Problem requirements: Key in the whole listing below again, keeping every word as it is.

----- Material to process -----

Issue #1640, opened 2021-02-10
App does not load on mobile phone browser/browser without web3 wallet


pRoy24:
The default chainid  for view is not defined.
The fix is to default chainid by hostname.
i.e. 100 for xdai.omen.eth.link and 1 for every other host in case chainid is not defined.

PR #1641, opened 2021-02-10
add default chainid for mobile browsers 

pRoy24:
Fixes the mobile display for UI

### DIFF
--- a/app/src/components/main/index.tsx
+++ b/app/src/components/main/index.tsx
@@ -29,23 +29,28 @@ import { MarketWizardCreatorContainer } from '../market/sections/market_create/m
 import { MarketHomeContainer } from '../market/sections/market_list/market_home_container'
 
 const RedirectToHome = () => <Redirect to="/" />
-
 export const Main: React.FC = () => {
   const context = useWeb3Context()
   const windowObj: any = window
-
-  const [networkId, setNetworkId] = useState(windowObj.ethereum.chainId)
+  const host = window.location.hostname
+  let defaultChainID = 1
+  if (host === XDAI_LOCATION) {
+    defaultChainID = 100
+  }
+  const [networkId, setNetworkId] = useState(windowObj.ethereum ? windowObj.ethereum.chainId : defaultChainID)
   const [wrongNetwork, setWrongNetwork] = useState(false)
 
-  windowObj.ethereum.on('chainChanged', (chainId: string) => {
-    setNetworkId(chainId)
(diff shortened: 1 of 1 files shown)


app/src/components/main/index.tsx
```diff
@@ -29,23 +29,28 @@ import { MarketWizardCreatorContainer } from '../market/sections/market_create/m
...
-  windowObj.ethereum.on('chainChanged', (chainId: string) => {
-    setNetworkId(chainId)
-    if (location.host === MAINNET_LOCATION && XDAI_NETWORKS.includes(chainId)) {
-      location.assign(`http://${XDAI_LOCATION}`)
-    }
-    if (location.host === XDAI_LOCATION && MAIN_NETWORKS.includes(chainId)) {
-      location.assign(`http://${MAINNET_LOCATION}`)
-    }
-  })
+  if (windowObj.ethereum) {
```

-----

Your response:
Issue #1640, opened 2021-02-10
App does not load on mobile phone browser/browser without web3 wallet


pRoy24:
The default chainid  for view is not defined.
The fix is to default chainid by hostname.
i.e. 100 for xdai.omen.eth.link and 1 for every other host in case chainid is not defined.

PR #1641, opened 2021-02-10
add default chainid for mobile browsers 

pRoy24:
Fixes the mobile display for UI

### DIFF
--- a/app/src/components/main/index.tsx
+++ b/app/src/components/main/index.tsx
@@ -29,23 +29,28 @@ import { MarketWizardCreatorContainer } from '../market/sections/market_create/m
 import { MarketHomeContainer } from '../market/sections/market_list/market_home_container'
 
 const RedirectToHome = () => <Redirect to="/" />
-
 export const Main: React.FC = () => {
   const context = useWeb3Context()
   const windowObj: any = window
-
-  const [networkId, setNetworkId] = useState(windowObj.ethereum.chainId)
+  const host = window.location.hostname
+  let defaultChainID = 1
+  if (host === XDAI_LOCATION) {
+    defaultChainID = 100
+  }
+  const [networkId, setNetworkId] = useState(windowObj.ethereum ? windowObj.ethereum.chainId : defaultChainID)
   const [wrongNetwork, setWrongNetwork] = useState(false)
 
-  windowObj.ethereum.on('chainChanged', (chainId: string) => {
-    setNetworkId(chainId)
(diff shortened: 1 of 1 files shown)


app/src/components/main/index.tsx
```diff
@@ -29,23 +29,28 @@ import { MarketWizardCreatorContainer } from '../market/sections/market_create/m
...
-  windowObj.ethereum.on('chainChanged', (chainId: string) => {
-    setNetworkId(chainId)
-    if (location.host === MAINNET_LOCATION && XDAI_NETWORKS.includes(chainId)) {
-      location.assign(`http://${XDAI_LOCATION}`)
-    }
-    if (location.host === XDAI_LOCATION && MAIN_NETWORKS.includes(chainId)) {
-      location.assign(`http://${MAINNET_LOCATION}`)
-    }
-  })
+  if (windowObj.ethereum) {
```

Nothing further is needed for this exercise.